# Goal of the exercise
Which lines in the data below contain the word "system"? Copy each of them.

# Records supplied
PR #2147, opened 2026-07-07
Add UnapiNet: MSX-UNAPI TCP/IP bridge device (host networking for MSX software)

antxiko:
# Add UnapiNet: an MSX-UNAPI TCP/IP bridge device (host networking for MSX software)

## What this is

UnapiNet lets MSX networking software running inside openMSX reach the real
network. It is a device on I/O ports 0x28/0x29 that implements the
[MSX-UNAPI TCP/IP specification](https://github.com/Konamiman/MSX-UNAPI-specification)
functions — DNS, TCP (active/passive), UDP and ICMP echo — by bridging to the
host's sockets. MSX programs don't talk to these ports directly: they discover
a standard UNAPI TCP/IP implementation via EXTBIO, provided by a companion Z80
driver (`UNAPINET.COM`) that forwards each UNAPI call over the two ports.

```
MSX app --UNAPI/EXTBIO--> UNAPINET.COM (Z80) --I/O 0x28/0x29--> UnapiNet device --> host sockets
```

Any MSX software written against the UNAPI TCP/IP API is a potential client
(HGET, telnet/BBS clients, UNAPI-based multiplayer games). See "Testing
status" below for what I have actually exercised so far.

The device and driver were developed in a fork
([openMSXnet](https://github.com/antxiko/openMSXnet)) against openMSX 21.0;
this PR ports the device to current master (it compiled and ran unchanged).
It follows up on a conversation with one of the openMSX developers, who
suggested integrating it into openMSX itself and asked for two changes that
are included here: moving the generic socket plumbing into `Socket.cc`, and
replacing manual byte-shuffling with `Endian::UA_*`-typed structs.

All new code was written by me for this project and is contributed under
openMSX's GPL v2. The Z80 driver is maintained in the companion repo under the
same license.

## What's in the PR (2 commits)

1. **events: add small generic host-socket helpers to Socket** —
   `sock_setNonBlocking`, `sock_setIntOption`, `sock_readable`,
   `sock_makeIPv4`, `sock_localIPv4`. Generic host-socket plumbing; UnapiNet
   is the first user.
2. **Add UnapiNet** — `src/unapinet/{UnapiNet.cc,UnapiNet.hh,UnapiNetWire.hh}`,
   `share/extensions/unapinet.xml`, DeviceFactory registration, meson
   registration (sources, include dir, unit test) and a Catch2 unit test.

Build integration: the classic make build picks `src/unapinet` up
automatically via its source glob; meson is registered explicitly;
[...]

Issue #88, opened 2015-06-22
[Feature] Obsonet/DUMAS support in openMSX [sf#64]


openMSX-import:
**Reported by vampier on 2003-11-16 01:41 UTC**
This is not a big thing, I don't know even if it has any 
good applications for it (execpt Uzix)... but it would be 
nice to have network support in openMSX just for the 
fun of it.

openMSX-import:
**Commented by manuelbi on 2003-11-17 20:41 UTC**
Logged In: YES 
user_id=78178

There's no network adapter for MSX (yet).

openMSX-import:
**Updated by manuelbi on 2003-11-17 20:41 UTC**
- **status**: open --> wont-fix

openMSX-import:
**Commented by cdsg on 2006-04-15 18:14 UTC**
Logged In: YES 
user_id=1502833

Now we have an Ethernet adapter, Obsonet. And software that
can be run with it, IRC Client, FTP, TFTP, Http Server,
Telnet, etc..

openMSX-import:
**Commented by manuelbi on 2006-04-16 21:52 UTC**
Logged In: YES 
user_id=78178

Although Obsonet is hardly available, I'm still reopening
this feature request.

openMSX-import:
**Updated by manuelbi on 2006-04-16 21:52 UTC**
- **summary**: network (TCP/IP) support in openMSX --> Obsonet/DUMAS support in openMSX
- **status**: wont-fix --> open

openMSX-import:
**Commented by manuelbi on 2007-03-04 22:08 UTC**
Logged In: YES 
user_id=78178
Originator: NO

Note: there is emulation code for this in blueMSX, which could be reused...

openMSX-import:
**Commented by sd-snatcher on 2011-05-13 21:52 UTC**
ObsoNet emulation could help to solve this bug:

http://www.msx.org/forumtopicl12812.html

And since new batches of ObsoNets are available, adding this feature would be very welcome:
http://www.msx.org/ObsoNET2.newspost5799.html

openMSX-import:
**Commented by sd-snatcher on 2011-05-13 21:53 UTC**
If possible, add the ObsoNet2 support too (has some differences from the original one), line:

\- Has no mirroring
- Has IRQ support

frrfabio:
This feature will encourage the development of new games (and other softwares) using the network.

m9710797:
[...]

PR #2185, opened 2026-09-01
Network Device: SM-X WiFi

ducasp:
SM-X WiFi is a device designed by me that is living on every second generation OCM devices (like SM-X, SX2, etc) and also on quite a few first generation OCM devices (like MSX, hmmm, FPGA Book, TRH MSX, etc). It is basically three things:

1. Interface: I/O uart with large receiving (MSX receiving from ESP) FIFO, custom made
2. Connected to: ESP8266 or ESP32 with a custom firmware that provides TCP-IP UNAPI abstraction
3. Minimal ROM BIOS or RAM Driver: since the ESP already implements UNAPI over serial port, driver is just minimal, forward proper command and registers over serial, move the response to the correct registers and memory area 

Optimal way of using it is through ROM BIOS, and this is a driver to have this device along with UnapiNET. UnapiNET works with RAM Driver, and this one with ROM BIOS. The way to access ROM UNAPI is different so developers can benefit of having an alternative device to validate their applications work also with ROM UNAPI. Also, another difference is that SM-X WiFi allows the usage of an active TCP-IP connection using TLS/SSL (https).

This device will automatically emulate the ESP as well, for TCP-IP UNAPI emulation, and it has a RS232 connector. If the RS232 connector is plugged to a RS232Raw port and a valid comm port is opened, it will automatically stop using the emulated ESP and start using the comm port to try to communicate with a real ESP. This also is good for developers, that can use a separate device that will not have the limitations of the host device (i.e.: windows reserving SNTP port, Linux requiring binding for ports below 1000, firewalls configuration, etc)

Most of the code in here had received a first pass / review in the PR #2164, differences:

- RS232Raw has been already merged through a separate PR, #2174 
- A small addition was made to RS232Raw to figure out if the commport is connected to allow automatic changing from emulated ESP to ESP over serial
- Instead of having GenericUNAPI (fully emulated) and SMXWiFi (partially emulated, connected to real ESP over RS232Raw), we have a single SMXWiFi (since the underlying interface is the same) and the ESP emulation has moved to its own files, similar to RS232Raw, making it very simple for SMXWiFi to switch back and forth fully emulated/partially emulated and esp connected over serial
- Improvements based on first pass review and SonarQube report

Idea was to make 2 PRs, one for software only and other for hybrid, but in the end I thought it would be more beneficial to have a single device (so no code duplication) that is able to work both on hybrid or software only mode. This might be a little bit large, sorry, but really could not think on a good way to split into separate pull requests... (perhaps OpenSSL utils could be a separate pull request? but a bit weird since on its own it does nothing...), if you have an idea on a possible split, let me know :)

Before I forget, once approved, this should solve #88 , it is not Obsonet but also provides TCP-IP UNAPI/Network features which was what the requester really wanted. I believe that #2147 also solves #88....


ducasp:
About SonarQubeCloude review:

std::byte - In most cases it is using uint8_t to be inline with what most of openMSX code uses and following wouter advice. There are some instances where we are really manipulating 16 bits data in 16 bits data type, so those I do not see as an error or issue
std::thread being replaced by std::jthread - inline with most of openMSX code AND std::jthread won't compile for MacOS, this would require changing the tool set for MacOS bulding in github
pseudo random number generator - reviewed this before with wouter, using a little bit better option, still pseudo random, but for our purposes more than adequate
non-portable file path Windows.h - yeah, code on openmsx uses windows.h, following what it does... Also, seems that using Windows.h might cause issues with MINGW cross builds...
Rafactor of SSL to not have more than 20 fields - changed it so it has more of an api/interface like following advice, and it would be difficult and probably not worth the effort..
SMWWiFi adding default in switch / case line 104: really not needed, it is registered for IO 0x06 with a range of 2 (so 0x06 and 0x07) and the result port & 0x01  will be either 0 or 1...
EmulatedESP32.hh refactor to get down from 23 to 20 fields... Like refactor of ssl, this seems adequate for the functionality, do not see a need for this refactor

m9710797:
Thanks! I'll try to make time for a review soon, but it might take a few days.

About your comments on the automatic SonarQube review, I agree. Occasionally these automatic reviews are useful, but sometimes it's also just noise.

build/msvc/openmsx.vcxproj
```diff
@@ -116,7 +116,7 @@
...
...)\include;$(ThirdPartySrcDir)\$(LibNameLibPng);$(ThirdPartySrcDir)\$(LibNameSDL)\include;$(ThirdPartySrcDir)\$(LibNameSDL_ttf);$(ThirdPartySrcDir)\$(LibNameTheora)\include;$(ThirdPartySrcDir)\$(LibNameVorbis)\include;$(ThirdPartySrcDir)\$(LibNameOgg)\include;$(ThirdPartySrcDir)\$(LibNameTcl)\generic;$(ThirdPartySrcDir)\$(LibNameZlib);$(OpenMSXSrcDir);$(OpenMSXSrcDir)\3rdparty\ImGuiFileDialog;$(OpenMSXSrcDir)\3rdparty\imgui;$(OpenMSXSrcDir)\3rdparty\imgui_memory_editor;$(OpenMSXSrcDir)\cassette;$(OpenMSXSrcDir)\commands;$(OpenMSXSrcDir)\config;$(OpenMSXSrcDir)\console;$(OpenMSXSrcDir)\cpu;$(OpenMSXSrcDir)\debugger;$(OpenMSXSrcDir)\events;$(OpenMSXSrcDir)\fdc;$(OpenMSXSrcDir)\file;$(OpenMSXSrcDir)\ide;$(OpenMSXSrcDir)\imgui;$(OpenMSXSrcDir)\input;$(OpenMSXSrcDir)\laserdisc;$(OpenMSXSrcDir)\memory;$(OpenMSXSrcDir)\network;$(OpenMSXSrcDir)\resource;$(OpenMSXSrcDir)\security;$(OpenMSXSrcDir)\serial;$(OpenMSXSrcDir)\settings;$(OpenMSXSrcDir)\sound;$(OpenMSXSrcDir)\thread;$(OpenMSXSrcDir)\unapinet;$(OpenMSXSrcDir)\utils;$(OpenMSXSrcDir)\video;$(OpenMSXSrcDir)\video\scalers;$(OpenMSXSrcDir)\video\ld;$(OpenMSXSrcDir)\video\v9990;%(AdditionalIncludeDirectories)</AdditionalIncludeDirectories>
```
m9710797, line 119: Meta-question, not specific about this PR, but more general.

We recently added the `src/unapinet/` directory. Now we add `src/network`. Both only contain a handful of files. Maybe it's a good idea to unify these two? So rename `unapinet` to `network`?

This is a general question. And if we want this, then I don't know if we should do this as part of this PR or separate (and then before or after this PR).

doc/smxwifi.md
```diff
@@ -0,0 +1,284 @@
...
+  RS232 connector with `rs232-raw`, or
+* **an emulated ESP32** inside openMSX, when no real ESP32 is reachable.
+
+The device switches between the two automatically: while the RS232 connector
+has no `rs232-raw` device plugged in (or its host serial port is not open,
+e.g. no port selected), the MSX talks to the emulated ESP32. As soon as a
+valid `rs232-raw` selection is present and its port can be opened,
+communication is switched over to the real ESP32 and the current UART
+parameters are applied to the port. Switching in either direction closes all
+emulated network connections and starts the emulation clean.
```
m9710797, line 23: High level question about this automatic switching (I only just started the review I have not yet seen any code).

Is automatic switching a good idea. I understand it can be convenient. But can it also be misleading? Suppose, as a user, I want to use a real `ESP32`, but I make a mistake and because of that openMSX is using the emulated `ESP32`. Will I notice that mistake?  (E.g. maybe the emulation isn't perfect and therefor I do want to also test with a real `ESP32` but because of my mistake I always conclude it's working fine, the same as emulation).

doc/smxwifi.md
```diff
@@ -0,0 +1,284 @@
...
+UART status bits:
+
+| Bit | Meaning                                            |
+| --- | -------------------------------------------------- |
+| 0   | RX data available in the FIFO                      |
+| 3   | Quick receive supported                            |
+| 4   | Underrun (read of an empty FIFO), cleared by read  |
+
+Reading the data port waits a short time (about 30 ms) for the ESP module to
+provide data; if none arrives, `0xFF` is returned and the underrun bit is set.
```
m9710797, line 63: Is it useful to explain that "waits for a short time" means "insert wait cycles". At least to me this was surprising behavior. I don't know if your previous version of this document already contained this, but if it did, then I missed it (I mean I didn't realize it meant wait states).

Especially because `30 ms` is a long time (almost 2 NTSC VDP frames), that's atypical for wait cycles (more typical is just a few cycles).

doc/smxwifi.md
```diff
@@ -0,0 +1,284 @@
...
+**active** connections. The emulation uses the OpenSSL runtime library
+**installed on the host operating system**, which is loaded dynamically at
+startup.
+
+* If OpenSSL is found, the "_Use TLS in TCP active connections_" capability
+  bit is advertised and TLS connections can be opened. The OpenSSL version
+  is printed to the openMSX console at startup.
+* If OpenSSL is not found, the capability bit is **not** advertised and a
+  `TCPIP_TCP_OPEN` with the TLS flag returns `ERR_NOT_IMP`. A message is
+  printed to the openMSX console at startup.
```
m9710797, line 132: (I only started the review, I haven't read the code yet, maybe this comment is premature).

As a regular openMSX user, most of the time I won't be using any `ESP32` stuff. And then it would be annoying if I do get a warning about a missing `OpenSSL` library. Maybe for some users it's not obvious what that means? Is this important? What will go wrong because of this? ...  (I do understand that for Linux and macos(?) this library will practically always be found).

Also when I'm not using `ESP32`, Do I still need to pay the cost of searching/opening the `openSSL` library? It's probably only a few(?) milliseconds. But maybe it's an idea to only try to load this library the first time it's needed? That would also "solve" my concern about the warning. Then you only see that warning when it actually matters.

doc/smxwifi.md
```diff
@@ -0,0 +1,284 @@
...
+  privileged like port 21 (see below).
+
+  For a quick test the firewall can be disabled temporarily with
+  `sudo ufw disable` and re-enabled with `sudo ufw enable`. iptables- or
+  nftables-based firewalls need equivalent rules.
+
+* **Privileged ports:** on Linux and macOS, binding a port below 1024
+  requires root privileges. If an MSX application uses such a port (for
+  example an FTP server on port 21), either run openMSX as root, or grant
+  the capability once so regular users can bind these ports:
```
m9710797, line 270: I would discourage running openMSX as root. Maybe leave out that sub-sentence? So only recommend the `setcap` stuff?

src/utils/OpenSSL.hh
```diff
@@ -0,0 +1,116 @@
...
+};
+
+// Handle to the loaded OpenSSL runtime. Obtained from load(); its members
+// may only be called after load() succeeded.
+struct LibHandle {
+	// Version string, e.g. "OpenSSL 3.1.4 24 Oct 2023".
+	[[nodiscard]] zstring_view version() const;
+
+	// Description of the last OpenSSL error (for console diagnostics).
+	[[nodiscard]] zstring_view last_error() const;
```
m9710797, line 91: Maybe we should follow the example from `SerialPort` here.
* In `SerialPort` functions that can return an error do immediately return that error code. So in this context that means they immediately call `api.errGetError`, and then we need to make the availability of this function mandatory?
* And then instead of some `last_error()` function we have function like `std::string to_string(ErrorCode)`.

That eliminates the possible mistake of "last" error being replaced by another "last" error before we got a change to query that "previous last" error.

Also because errors should be rare, an performance in the error path is less important, I'd suggest to return the string by value (no `zstring_view` that can become dangling or gets overwritten on the next call).

src/utils/OpenSSL.hh
```diff
@@ -0,0 +1,116 @@
...
+struct SessionHandle {
+	SessionHandle(const SessionHandle&) = delete;
+	SessionHandle& operator=(const SessionHandle&) = delete;
+	SessionHandle(SessionHandle&& other) noexcept;
+	SessionHandle& operator=(SessionHandle&& other) noexcept;
+	~SessionHandle();
+
+	// Drives the TLS handshake. Returns 1 when completed, 0 when it needs
+	// read readiness, 2 when it needs write readiness, -1 on failure.
+	[[nodiscard]] int handshake() const;
```
m9710797, line 57: I assume these values `0`, `1`, `2`, `-1` come from the underlying library? Could we instead return some enum? You can still map the enum-items to the same numeric value.

src/utils/OpenSSL.hh
```diff
@@ -0,0 +1,116 @@
...
+
+	// Certificate validation result after a completed handshake (only
+	// meaningful when the session was created with verify=true). Returns
+	// 0 when the certificate is valid, otherwise a TCP-IP UNAPI close
+	// reason code in the range 9..19 (spec 4.5.4).
+	[[nodiscard]] int verifyResult() const;
```
m9710797, line 63: I admit I don't fully understand this API. Does `0` mean success, and the other values mean some kind of error code? I mean does a non-zero value always need some special handling? In that case it might be better to change the return type to `std::expected<void, int>`?

src/utils/OpenSSL.hh
```diff
@@ -0,0 +1,116 @@
...
+	// WouldBlock, or Closed on a clean TLS close (close_notify).
+	[[nodiscard]] IoResult read(std::span<char> buf) const;
+
+	// Encrypts and sends data. Success: number of bytes written. Failure:
+	// WouldBlock, or Closed when the peer sent close_notify.
+	[[nodiscard]] IoResult write(std::span<const char> buf) const;
+
+	// Plaintext bytes already decrypted and buffered by the SSL layer,
+	// readable without waiting for socket readiness.
+	[[nodiscard]] int pending() const;
```
m9710797, line 75: Since both `read()` and `write()` return `size_t` to indicate the number of bytes, maybe `pending()` should do the same?  It could be that the underlying library only supports 32-bit sizes, but maybe we can still offer a more uniform API? (Or alternatively also return `int` from `read()` and `write()`, but my personal preference is `size_t`.)

src/utils/OpenSSL.hh
```diff
@@ -0,0 +1,116 @@
...
+struct X509StoreCtx;
+struct SslInitSettings;
+
+// Result of a (non-blocking) read() or write(): success carries the
+// number of bytes transferred; on failure IoError says why.
+enum class IoError {
+	WouldBlock, // the call would block; retry later (either readiness)
+	Closed,     // clean TLS close (peer sent close_notify)
+	Failed      // real error
+};
```
m9710797, line 42: See the discussion on `last_error()` vs `to_string(ErrorCode)`. Maybe this `IoError` should then be changed?

src/utils/OpenSSL.hh
```diff
@@ -0,0 +1,116 @@
...
+
+// Opaque handles for OpenSSL runtime types, kept forward-declared so that
+// openMSX itself never needs the OpenSSL development headers.
+struct SslCtx;
+struct Ssl;
+struct X509;
+struct X509VerifyParam;
+struct SslMethod;
+struct X509StoreCtx;
+struct SslInitSettings;
```
m9710797, line 34: Some of these forward declarations aren't used in this `.hh` file. Do we need them? Can't we remove them? Or move them to the `.cc` file?

src/utils/OpenSSL.cc
```diff
@@ -0,0 +1,562 @@
...
+	return dlopen(name, RTLD_NOW | RTLD_LOCAL);
+}
+constexpr auto libraryCandidates = std::to_array<const char*>({
+	// Homebrew (Apple Silicon / Intel) and system-wide installs
+	"/opt/homebrew/opt/openssl@3/lib/libssl.3.dylib",
+	"/opt/homebrew/opt/openssl@1.1/lib/libssl.1.1.dylib",
+	"/usr/local/opt/openssl@3/lib/libssl.3.dylib",
+	"/usr/local/opt/openssl@1.1/lib/libssl.1.1.dylib",
+	"/usr/local/lib/libssl.dylib",
+	"/opt/homebrew/lib/libssl.dylib",
```
m9710797, line 51: I already commented on this in an earlier review:

I don't like that on Linux we try these macos specific libraries. We know those cannot work. Isn't it easy to put them in some `#ifdef`?

And maybe similar the names below, can they ever work on macos. Ah wait I see now that below are also some `.dylib` values.

Shouldn't we have a list of only `.dylib` on macos, and another list of only `.so.*` on Linux? I'm not sure I'm not familiar with macos, but I've never seen `.dylib` on Linux.

src/utils/OpenSSL.cc
```diff
@@ -0,0 +1,562 @@
...
+	long (*getVerifyResult)(const Ssl* ssl) = nullptr;
+	X509* (*get1PeerCertificate)(const Ssl* ssl) = nullptr;
+	void (*freeX509)(X509* x) = nullptr;
+	unsigned long (*errGetError)() = nullptr;
+	void (*errErrorStringN)(unsigned long e, char* buf, size_t len) = nullptr;
+	const char* (*version)(int type) = nullptr;
+};
+
+// All mutable runtime state, held in a function-local singleton so there are
+// no non-const namespace-scope variables (SonarCloud cpp:S1132).
```
m9710797, line 112: I'm not sure I agree with this SonarCloud comment. It does complicate the code, and I don't know if it's for a good reason.

In general it is good advice to avoid non-const global state. But in this specific case there really is only one global OpenSsl library. And we really only attempt to load it once (and return the same already loaded value on a 2nd attempt). So IMHO that's an acceptable use of global variables. We could still document that calling `OpenSSL::load()` is only allowed from the main thread, or at least cannot be done concurrently from multiple threads.

For a clean solution we could make `OpenSSL::load()` not return a plain pointer, but some reference counted RAII object. And then when the last user goes away we close (unload) the library again. But i don't think that's worth the trouble in our case.

---

UPDATE:
Now that I've seen more of the code ... can't these variables live inside the `LibHandle` struct? That is already a singleton (so no need to here make another `Runtime` singleton?)

src/utils/OpenSSL.cc
```diff
@@ -0,0 +1,562 @@
...
+#ifdef _WIN32
+	// The Windows system store provides the full root CA list
+	loadWindowsTrustStore(ctx);
+#else
+	// macOS keeps the root certificates at a well-known location that is
+	// not part of OpenSSL's default search path (libressl uses /etc/ssl
+	// with a symlink, but Homebrew builds do not)
+	if (api.ctxLoadVerifyLocations) {
+		api.ctxLoadVerifyLocations(ctx, "/etc/ssl/cert.pem", nullptr);
+	}
```
m9710797, line 223: You have windows specific code (line 216), fine. Then this comments makes me think lines 221-223 are macos specific?

But then I wonder "what about Linux", or are these lines also fine (and needed) for Linux?

---

A second thing I wonder applies to many locations in this file. But I'll only make this comment once. (But do interpret it in general, not only this specific case).

We test that `api.ctxLoadVerifyLocations` is not `nullptr`, and only if it's not call the function. So apparently it's fine if this function is missing? But then why call it if it's available?

For functions that are truly optional we should document why it's OK to only optionally call them. But to be honest I think we should make most functions mandatory. So refuse to load the library when they are missing. (Again interpret this as a general remark, not only for `ctxLoadVerifyLocations`).

EDIT: sorry I had to add more examples:
In `getSharedContext()` below we test for `api.ssl23ClientMethod` and `api.ctxNew`. If either is missing `getSharedContext()` returns `nullptr`. But if it returns `nullptr` then `createCientSession()` cannot return a valid `SessionHandle`. And then this library is basically unusable. So again I'd say: make most (all?) functions mandatory.

It will also simplify the code. Also because right now it's impossible to test all those error handling code paths.

src/utils/OpenSSL.cc
```diff
@@ -0,0 +1,562 @@
...
+			return p;
+		}
+	}
+	return nullptr;
+}
+
+// Name of the libcrypto DLL that belongs to a libssl DLL
+std::string cryptoNameFor(const char* sslName)
+{
+	std::string n = sslName;
```
m9710797, line 280: If you need `sslName` as a `string` (not a `const char*`), then maybe pass it as a `string` parameter (by value).

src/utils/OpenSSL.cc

# Result of the task
+**installed on the host operating system**, which is loaded dynamically at
+	// Homebrew (Apple Silicon / Intel) and system-wide installs
+	// The Windows system store provides the full root CA list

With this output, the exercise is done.